Over half of the fruits and vegetables consumed in the US come from CA.
CA should pay for its own water projects. There's no need for anyone else to pay for them.
OK. Then CA can stop selling water below market value to agriculture. Agriculture that consumes 80% of CA's water. Agriculture that supplies over half of the fruits and vegetables consumed in the US. In short, your groceries are subsidized by CA.
With 80% of water going to the agriculture that feeds you supplying some of the water is not exactly unjust.
That said, CA agriculture could use a lot of reform and modernization.
Nestle was pumping around 1m gallons a week out of the ground for sale. Are they still doing that, or has the state finally decided that maybe it's not a good idea to tell citizens they can't have water, but tell megacorps they can?
It really is relatively simple to transport water from place to place. There's no reason for people to get upset about it. Why not just solve the problem? Really, why not?
I will assume you are in earnest and bite. You are correct that moving water from point A to point B is, while expensive, not generally a difficult issue from an engineering perspective. The problem is that this is not an engineering problem.
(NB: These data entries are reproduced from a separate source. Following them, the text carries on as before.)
PR #15, opened 2021-09-23
Dave.bogle/rnd 137/fix udp

rc-dbogle:
Fixing issues with udp outgoing traffic

### DIFF
--- a/src/programs.c
+++ b/src/programs.c
@@ -1418,6 +1418,10 @@ int kretprobe__ret_udp_v6_send_skb(struct pt_regs *ctx)
 
     u64 loaded = CRC_LOADED;
     loaded = (u64)bpf_map_lookup_elem(&offsets, &loaded);
+    if (!loaded)
+    {
+        return 0;
+    }
 
     ret = read_value(skbuff_base, CRC_SKBUFF_HEAD, &skb_head, sizeof(skb_head));
     if (ret == -1)
@@ -1433,11 +1437,6 @@ int kretprobe__ret_udp_v6_send_skb(struct pt_regs *ctx)
 
     ret = read_value(skbuff_base, CRC_NETWORK_HDR, &network_header, sizeof(network_header));
     if (ret == -1)
-    {
-        return 0;
-    }
-
-    if (!loaded)
     {
         return 0;
     }
@@ -1518,6 +1517,10 @@ int kretprobe__ret_ip6_local_out(struct pt_regs *ctx)
 
     u64 loaded = CRC_LOADED;
     loaded = (u64)bpf_map_lookup_elem(&offsets, &loaded);
+    if (!loaded)
+    {
+        return 0;
+    }
 
     ret = read_value(skbuff_base, CRC_SKBUFF_HEAD, &skb_head, sizeof(skb_head));
     if (ret == -1)
@@ -1533,11 +1536,6 @@ int kretprobe__ret_ip6_local_out(struct pt_regs *ctx)
 
     ret = read_value(skbuff_base, CRC_NETWORK_HDR, &network_header, sizeof(network_header));
     if (ret == -1)
-    {
-        return 0;
-    }
-
-    if (!loaded)
     {
         return 0;
     }
@@ -1750,6 +1748,10 @@ int kretprobe__ret_udp_rcv(struct pt_regs *ctx)
 
     u64 loaded = CRC_LOADED;
     loaded = (u64)bpf_map_lookup_elem(&offsets, &loaded);
+    if (!loaded)
+    {
+        return 0;
+    }
 
     ret = read_value(skbuff_base, CRC_SKBUFF_HEAD, &skb_head, sizeof(skb_head));
     if (ret == -1)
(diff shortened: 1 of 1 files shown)


rc-dbogle:
I think a good follow up ticket to this would be to try and make a generic function for processing these network events. I do think there is a bit of code duplication here that could be cleaned up but it would be non trivial

src/programs.c
```diff
@@ -1601,49 +1778,220 @@ int kretprobe__ret___skb_recv_udp(struct pt_regs *ctx)
...
+    ev.telemetry_type = TE_NETWORK;
+    ev.u.network_info.mono_ns = bpf_ktime_get_ns();
+
+    // Get current pid
+    u32 index = (u32)bpf_get_current_pid_tgid();
+
+    // Save the pid in the event structure
+    ev.u.network_info.process.pid = index;
+
+    // Lookup the corresponding *sk that we saved when tcp_v4_connect was called
```
RafaelOrtizRC, line 1833:
```suggestion
    // Lookup the corresponding *sk that we saved when udp_rcv was called
```

src/programs.c
```diff
@@ -1947,6 +2295,13 @@ static __always_inline int exit_clone(struct pt_regs *ctx)
     ev->u.clone_info = clone_info;
     push_telemetry_event(ctx, ev);
 
+    ev->id = *id;
+    bpf_map_delete_elem(&telemetry_ids, &pid_tgid);
+    ev->done = TRUE;
+    ev->telemetry_type = TE_RETCODE;
+    ev->u.retcode = (u32)PT_REGS_RC(ctx);
```
RafaelOrtizRC, line 2302: Same here as the other `retcode`.
```suggestion
    ev->u.r.retcode = (u32)PT_REGS_RC(ctx);
```

src/programs.c
```diff
@@ -2117,60 +2479,6 @@ int kretprobe__ret_sys_clone3(struct pt_regs *ctx)
...
-                .truncated = FALSE,
-                },
-        };
-
-    ev->id = *id;
-    bpf_map_delete_elem(&telemetry_ids, &ppid_tgid);
-    ev->telemetry_type = TE_RETCODE;
-    ev->u.r.pid_tgid = pid_tgid;
-    push_telemetry_event(ctx, ev);
-    return 0;
```
RafaelOrtizRC, line 2171: Please put this back, I'm using it. 😆

RafaelOrtizRC (changes requested):
There's some changes that need to be pulled in from `main`, and I made some suggestions for dedup/cleanup that you can take or ignore.

Looks good! I'd really love to have a dataset on available `/proc/kallsyms` so we don't need to go through this in the first place, though.

src/programs.c
```diff
@@ -1458,8 +1621,8 @@ int kretprobe__ret_inet_csk_accept(struct pt_regs *ctx)
     }
     else if (ev.u.network_info.ip_type == AF_INET6 && loaded)
     {
-        read_value(sk_base, CRC_SOCK_COMMON_DADDR6, &ev.u.network_info.protos.ipv6.dest_addr, sizeof(ev.u.network_info.protos.ipv6.dest_addr));
-        read_value(sk_base, CRC_SOCK_COMMON_SADDR6, &ev.u.network_info.protos.ipv6.src_addr, sizeof(ev.u.network_info.protos.ipv6.src_addr));
+        read_value(sk_base, CRC_SOCK_COMMON_SADDR6, &ev.u.network_info.protos.ipv6.dest_addr, sizeof(ev.u.network_info.protos.ipv6.dest_addr));
+        read_value(sk_base, CRC_SOCK_COMMON_DADDR6, &ev.u.network_info.protos.ipv6.src_addr, sizeof(ev.u.network_info.protos.ipv6.src_addr));
```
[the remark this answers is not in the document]
rc-dbogle: Yea I know it seems weird but that is what gets the data in the right order

src/programs.c
rc-dbogle: Oh that's weird. I don't remember touching that code at all. Not sure how that got deleted

src/programs.c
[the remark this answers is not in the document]
rc-dbogle: I'll add a comment though just to make sure it is clear

src/programs.c
```diff
@@ -1283,13 +1301,57 @@ int kprobe__tcp_v4_connect(struct pt_regs *ctx)
...
 
+SEC("kprobe/udp_send_skb")
+int kprobe__udp_send_skb(struct pt_regs *ctx)
+{
+    _skbuff sk = (_skbuff)PT_REGS_PARM1(ctx);
+    u32 index = (u32)bpf_get_current_pid_tgid();
+
+    bpf_map_update_elem(&udpv4_outgoing_map, &index, &sk, BPF_ANY);
+
+    return 0;
```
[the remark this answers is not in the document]
rc-dbogle: Yup. It worked for a few but unfortunately not all of them. But I like the idea

src/programs.c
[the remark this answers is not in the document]
RafaelOrtizRC: I figured it was something like that, since you flipped them explicitly.

src/programs.c
RafaelOrtizRC: Git probably happily nuked the change in a merge or rebase.

RafaelOrtizRC (approved):
Thanks!

src/programs.c
rc-dbogle: Should be fixed but definitely double check

PR #22, opened 2021-11-02
get more exits

RafaelOrtizRC:
This PR adds two more flexible probes that read inode information and exit code information, respectively.

### DIFF
--- a/src/process-events.c
+++ b/src/process-events.c
@@ -1202,24 +1202,14 @@ static __always_inline int enter_exit(syscall_pattern_type_t sp, int status,
 
     ev->id = id;
     ev->done = FALSE;
-    ev->telemetry_type = TE_EXE_PATH;
-    ev->u.v.truncated = FALSE;
-    long count = 0;
-    count = bpf_probe_read_str(&ev->u.v.value, VALUE_SIZE, (void *)exe);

Fresh water is a finite resource (and getting even more finite in many areas of the US as El Nino ramps up). Pumping water from the Columbia River - hell, from the Yukon River - to California is expensive but not hard from an engineer's viewpoint. However, every gallon you drain from the Columbia is a gallon that potentially a farmer in the Columbia Basin in Washington (which leads the US in production of apples, sweet cherries, grapes, pears and hops) does not have access to anymore.
Leaving aside the farmers, many rivers in the Northwest connected to the Columbia watershed have significant salmon populations which depend on navigable waterways - as do the Native American and commercial fishermen who support themselves by fishing for salmon, steelhead and other fish that migrate upriver to spawn. Oh, and reduced flow from the Columbia would reduce the region's hydroelectric power generation and require more fossil fuel-burning electrical sources (plus making those Google, Facebook and Apple data centers in Oregon money-losers). And pretty much every other river system in the US has people, animals and industries that depend on their water flow as well. No amount of money from California or anywhere else is going to make all these issues go away.
So, yes, while we Seattleites complain about all the rain, it doesn't mean that yanking water away from us to ship to California doesn't have consequences. And in any situation where the solution requires one broad group of interested parties (e.g. California farmers, Californians who like to take showers) to benefit at the expense of another (Native American salmon fishermen, people who like apples), politics and negotiation are the only ways to resolve the question... not technology.
The use of technologies to try to solve the problem in a way that doesn't mean taking fresh water away from someone else are similarly political because they are so frickin' expensive. Desalinization uses ludicrous amounts of power (usually generated in ways that produce carbon pollution) to generate comparatively small amounts of fresh water. And someone needs to pick up the check, which isn't any less contentious a question here than it is at a post-work happy hour with a bunch of cheapskate co-workers.
So anyway, I applaud your earnestness (if that's what it is) in asking the question why we can't solve this issue. The answer just happens to be that someone has to give for someone else to get, and sorting that out is a problem technology can't solve.